Ninhursaga. Ninhursaga was the principal mother goddess, known by many names, including Ninmah and Belit-ili (Akkadian: "Lady of the Gods"). Originally she was probably seen as the numinous power of the lands bordering the alluvial plains, the foothills of the Zagros and the western desert; as such she was mother to the animals and especially herd animals. Many of the gods were her children, and she played a key role in the creation of humanity, often in collaboration with Enki. In one version, people were shaped from the clay of Enki's realm, the Abzu, and borne by Nammu; at the celebratory feast afterward, Ninmah (Ninhursaga) and Enki had a drunken competition in which Ninmah created people crippled by disabilities and Enki had to find them a niche in society. He succeeded, for example allotting blind people the role of musicians and barren women that of priestesses. When the contest was reversed, Enki won, stumping Ninmah by creating a totally helpless creature: the first baby, which he advised her to nurse. As Nintur, "Lady Birth-hut," Ninhursaga was the divine midwife; having nurtured the fetus in the womb, she loosed it when it reached maturity and watched over the birth.
Enki. Although Enki (Akkadian Ea) did not enjoy supreme authority, he was one of the most venerated gods, and his original shrine at Eridu was revered long after the city it served had been abandoned. Enki was the most intelligent of the gods and well disposed toward humanity, often finding ways to protect or aid them against the violent wrath of Enlil. As the god controlling the freshwater, Abzu, that lay beneath the Earth, the source of rivers, springs, marshes, and rain, he was the essence of the water upon which Mesopotamia depended for life and was portrayed with the Tigris and Euphrates flowing from his shoulders, full of fish. In the Abzu dwelt a great number of creatures that served him, including giants and great fishes.
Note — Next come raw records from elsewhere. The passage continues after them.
PR #393, opened 2020-09-02
Fix status header styling DAH-37

akegan:
DAH-37

For large screens: 
image

For small screens:
image


app/javascript/components/molecules/LeaseUpSidebar.js
```diff
@@ -54,10 +55,20 @@ const LeaseUpSidebar = ({ isLoading, statusItems, onSaveClicked, onChangeStatus,
 
   const numberOfStatusesToDisplay = showingAllStatuses ? statusItems.length : MAX_UPDATES_TO_SHOW_DEFAULT
 
+  const header = (title) => (
+    <>
+      <div className='padding-top--3x show-large-up'>
```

The fertility brought to the land is echoed in Enki's association with semen and amniotic fluid, and he played a leading role in creation myths, shaping humanity out of clay, filling the empty world when the cosmos was formed, and impregnating not only Ninhursaga but also her daughter, granddaughter, and great-granddaughter. With his wife Damgalnuna (another name for Ninhursaga) he was the father of Marduk. Although Marduk became supreme deity, in texts concerning magic, Enki's special province, he is always shown consulting his father on the appropriate course of action.
In one legend, the Tablet of Destinies, a symbol of supreme divine authority, was stolen from Enki by Imdugud (Anzu), a vast lion-headed bird that raised sandstorms, whirlwinds, and other violent weather with the beating of its wings. After a devastating battle, Imdugud was slain by Ningirsu (Ninurta), whose symbol it became, and the Tablet of Destinies and its powers were restored to Enki. In the Akkadian verion of this story it was from Enlil that the Tablet of Destinies was stolen but Ea (Enki) who worked out how Anzu could be defeated.
Principal among the divine powers held by Enki were the ME (Akkadian parsu), which embraced everything related to civilized existence. ME were infinitely precious and sacred and the concept was fundamental to how the Mesopotamians viewed their own world. In one story, the goddess Inanna traveled to Eridu where Enki was keeping the ME to himself and was lavishly entertained by him. When Enki became inebriated, Inanna succeeded in stealing the ME and taking them to her own city of Uruk, bringing civilization to it and to the world in general.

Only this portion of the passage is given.